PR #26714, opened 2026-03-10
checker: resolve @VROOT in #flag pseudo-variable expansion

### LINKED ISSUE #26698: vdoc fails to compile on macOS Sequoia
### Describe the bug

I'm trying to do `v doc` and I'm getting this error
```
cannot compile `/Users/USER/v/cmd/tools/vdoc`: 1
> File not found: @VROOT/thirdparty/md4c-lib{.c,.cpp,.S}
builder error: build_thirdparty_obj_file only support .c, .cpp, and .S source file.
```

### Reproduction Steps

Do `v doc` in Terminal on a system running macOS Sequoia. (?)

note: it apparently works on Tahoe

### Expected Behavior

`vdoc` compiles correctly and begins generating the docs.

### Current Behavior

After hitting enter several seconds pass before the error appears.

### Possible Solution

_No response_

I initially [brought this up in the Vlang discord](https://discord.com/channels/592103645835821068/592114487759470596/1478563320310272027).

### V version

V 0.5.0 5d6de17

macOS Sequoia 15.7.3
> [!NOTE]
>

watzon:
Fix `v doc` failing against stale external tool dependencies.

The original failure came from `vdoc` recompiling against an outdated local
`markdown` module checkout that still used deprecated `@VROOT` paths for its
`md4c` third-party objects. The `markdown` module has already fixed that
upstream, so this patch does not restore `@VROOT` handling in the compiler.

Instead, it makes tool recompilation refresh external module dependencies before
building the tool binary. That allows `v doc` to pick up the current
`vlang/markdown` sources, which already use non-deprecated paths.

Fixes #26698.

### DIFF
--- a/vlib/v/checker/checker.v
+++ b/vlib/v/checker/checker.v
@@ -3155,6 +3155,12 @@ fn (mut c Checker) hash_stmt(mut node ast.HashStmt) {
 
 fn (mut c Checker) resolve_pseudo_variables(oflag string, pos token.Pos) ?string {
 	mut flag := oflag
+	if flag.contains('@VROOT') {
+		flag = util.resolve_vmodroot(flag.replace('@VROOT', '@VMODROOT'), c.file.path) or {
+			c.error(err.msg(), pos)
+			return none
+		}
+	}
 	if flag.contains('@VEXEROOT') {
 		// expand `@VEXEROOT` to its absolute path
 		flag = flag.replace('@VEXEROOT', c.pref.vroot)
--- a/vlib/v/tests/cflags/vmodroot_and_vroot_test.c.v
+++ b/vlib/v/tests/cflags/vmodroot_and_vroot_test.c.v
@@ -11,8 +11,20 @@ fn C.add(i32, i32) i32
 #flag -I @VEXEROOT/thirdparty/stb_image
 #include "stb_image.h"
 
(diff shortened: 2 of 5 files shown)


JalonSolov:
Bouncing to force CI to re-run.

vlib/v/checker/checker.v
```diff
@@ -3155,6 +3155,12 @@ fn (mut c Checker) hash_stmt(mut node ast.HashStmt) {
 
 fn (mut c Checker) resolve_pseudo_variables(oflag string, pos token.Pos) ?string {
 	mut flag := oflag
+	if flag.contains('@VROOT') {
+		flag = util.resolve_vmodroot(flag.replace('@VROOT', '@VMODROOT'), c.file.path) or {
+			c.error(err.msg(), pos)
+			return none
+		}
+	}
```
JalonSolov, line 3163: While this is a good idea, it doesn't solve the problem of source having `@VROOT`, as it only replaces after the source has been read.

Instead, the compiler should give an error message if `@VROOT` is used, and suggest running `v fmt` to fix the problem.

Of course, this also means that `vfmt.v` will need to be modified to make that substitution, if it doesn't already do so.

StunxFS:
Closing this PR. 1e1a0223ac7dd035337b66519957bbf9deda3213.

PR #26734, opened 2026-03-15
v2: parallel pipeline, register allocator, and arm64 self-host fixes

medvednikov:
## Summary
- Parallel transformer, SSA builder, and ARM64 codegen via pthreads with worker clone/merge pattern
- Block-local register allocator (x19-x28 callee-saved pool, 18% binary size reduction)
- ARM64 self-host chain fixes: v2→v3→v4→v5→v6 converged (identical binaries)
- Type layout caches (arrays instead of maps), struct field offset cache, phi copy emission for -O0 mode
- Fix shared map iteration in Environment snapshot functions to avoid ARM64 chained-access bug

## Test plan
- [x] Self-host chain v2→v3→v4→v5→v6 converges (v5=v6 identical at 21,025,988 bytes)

YOUR TASK - Transcribe the records from their first line. Stop after the line with "### Reproduction Steps", including it.

RESPONSE BOX -
PR #26714, opened 2026-03-10
checker: resolve @VROOT in #flag pseudo-variable expansion

### LINKED ISSUE #26698: vdoc fails to compile on macOS Sequoia
### Describe the bug

I'm trying to do `v doc` and I'm getting this error
```
cannot compile `/Users/USER/v/cmd/tools/vdoc`: 1
> File not found: @VROOT/thirdparty/md4c-lib{.c,.cpp,.S}
builder error: build_thirdparty_obj_file only support .c, .cpp, and .S source file.
```

### Reproduction Steps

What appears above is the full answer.